Go to the line containing "The color is" and return it and each line after it exactly, through the end of the data below, and nothing more.

[[ STORED DATA, beginning ]]

PR #1719, opened 2018-01-25
Feature/new banner alert

johnnyporkchops:
**What we're after:** Following the government shutdown, we received feedback that the banner announcing the agency's closure could not be seen. We have designed a new alert banner for situations in which greater prominence/attention is required. This issue will implement the design created in issue:  https://github.com/18F/fec-cms/issues/1717 

This PR adds a new template solely for the purpose of adding the special alert banner, keeping it away from the day-to-day publishing of usual banner announcements so no one is tempted to use it for inappropriate purposes. A preview template is added as well, similar to the banner announcements preview.

- Addresses # https://github.com/18F/fec-cms/issues/1717
**Completion criteria:**
- [x] Refine front-end (as seen in [prototype](https://user-images.githubusercontent.com/31663028/35339834-9d7cb4d4-00ef-11e8-82e8-4e4d943a1f7b.gif)) based on design here: https://github.com/18F/fec-cms/issues/1717
- [x] Incorporate logic to ensure this prominent banner remains at the top, in the event multiple banners are in use
- [x] Make the help-text warning more prominent and clear 
- [ ] Finalize prior to February 8, 2018

**Screenshot**
jan-24-2018 21-59-38


johnnyporkchops:
Here is a screenshot of the latest editing interface for this template. This seems to be the most control we have over help text for now,
editor

johnnyporkchops:
Here are updated screenshots of the  banner live and the editing interface with the new name for the template:
alone

**Always on the top:**
always_on_top

**Editor:**
editor

jenniferthibault:
Closing the loop on comments from standup, it looks like @JonellaCulmer 's feedback for changing the template name to `Alert for emergency use only` was integrated, so now this just needs technical review from @patphongs

fec/home/models.py
```diff
@@ -505,25 +505,59 @@ def get_author_office(self):
...
+            FieldPanel('link_url_2'),
+            FieldPanel('date_active'),
+            FieldPanel('date_inactive'),
+            FieldPanel('active'),
+            ],
+            heading="Home page banner announcement"
+        )
+    ]
+
+class AlertForEmergencyUseOnly(Page):
```
patphongs: Needs an extra blank line above this

fec/home/models.py
```diff
@@ -505,25 +505,59 @@ def get_author_office(self):
...
+            ],
+            heading="This 'alert for emergency use only' feature \
+            is used exclusively for an agency shutdown, or emergency \
+            event in which the agency as a whole cannot assist the \
+            regulated community or the public. The use of this feature \
+            requires approval by Amy Kort or Wei Luo prior to deployment."
+        )
     ]
 
 class CustomPage(Page):
```
patphongs: needs extra line above this class

fec/home/templatetags/home_page.py
```diff
@@ -20,19 +20,26 @@ def home_page_banner_announcement():
     eastern = timezone('America/New_York')
     datetime_now = eastern.localize(datetime.datetime.today())
     banners = HomePageBannerAnnouncement.objects.live().filter(active=True, date_active__lte=datetime_now, date_inactive__gt=datetime_now).order_by('-date_active')[:2]
+    alert_banners = AlertForEmergencyUseOnly.objects.live().filter(alert_active=True, alert_date_active__lte=datetime_now, alert_date_inactive__gt=datetime_now).order_by('-alert_date_active')[:2]
+
+
 
     return {
```
patphongs: too many blank lines here, need to delete 2 lines

fec/home/templatetags/home_page.py
```diff
@@ -20,19 +20,26 @@ def home_page_banner_announcement():
...
 
 
 # This is for the Wagtail preview for Home Page Banner Announcement
 @register.inclusion_tag('partials/draft-home-page-banner-announcement.html')
 def draft_home_page_banner_announcement():
     draft_banners = HomePageBannerAnnouncement.objects.all().order_by('-date_active')
+    draft_alert_banners = AlertForEmergencyUseOnly.objects.all().order_by('-alert_date_active')
+
 
     return {
```
patphongs: need to delete an extra blank line above

fec/home/templatetags/home_page.py
```diff
@@ -20,19 +20,26 @@ def home_page_banner_announcement():
...
-        'draft_banners': draft_banners
+        'draft_banners': draft_banners,
+        'draft_alert_banners': draft_alert_banners
     }
 
 @register.inclusion_tag('partials/home-page-news.html')
```
patphongs: need one extra blank line above

fec/home/templates/partials/home-page-banner-announcement.html
```diff
@@ -1,14 +1,31 @@
 {% load wagtailcore_tags %}
+{% if alert_banners %}
+
+<section class="slab slab--secondary message--red">
```
jenniferthibault: @johnnyporkchops @patphongs : Historically in this system we don't name classes with colors, since colors are variables. What are other alternatives here?

fec/home/templates/partials/home-page-banner-announcement.html
```diff
@@ -1,14 +1,31 @@
...
+  <div class="container">
+  {% for alert_banner in alert_banners %}
+    <div>
+      <div class="message message--red message--large message--info message--inline u-no-margin-top u-no-margin-bottom">
```
jenniferthibault: same question, re: naming `red message`

fec/home/templates/partials/home-page-banner-announcement.html
johnnyporkchops: @jenniferthibault, I noticed that too--I did not name this class, it already existed and we will have to see where else it is being used before changing it. I'll take a look.

jenniferthibault: Thanks so much!

johnnyporkchops:
@jenniferthibault , It looks like the  "red--message" class was added by Christine (or Noah) when the  original home page banner was made and only used there so renaming it would not be a problem. What would you suggest renaming it to?

fec/home/templates/partials/home-page-banner-announcement.html
johnnyporkchops: this is only used in the banner so renaming it is not a problem

jenniferthibault:
@johnnyporkchops I would love to hear your ideas on naming!

johnnyporkchops:
The color is variable is `$deep-red: #961a16` and also  `$secondary-focus: $deep-red`. It makes sense how these were originally intended to be used. 
So based on this similar existing use-case:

[[ STORED DATA, end ]]

■ SOLUTION TO THE EXERCISE:
The color is variable is `$deep-red: #961a16` and also  `$secondary-focus: $deep-red`. It makes sense how these were originally intended to be used. 
So based on this similar existing use-case:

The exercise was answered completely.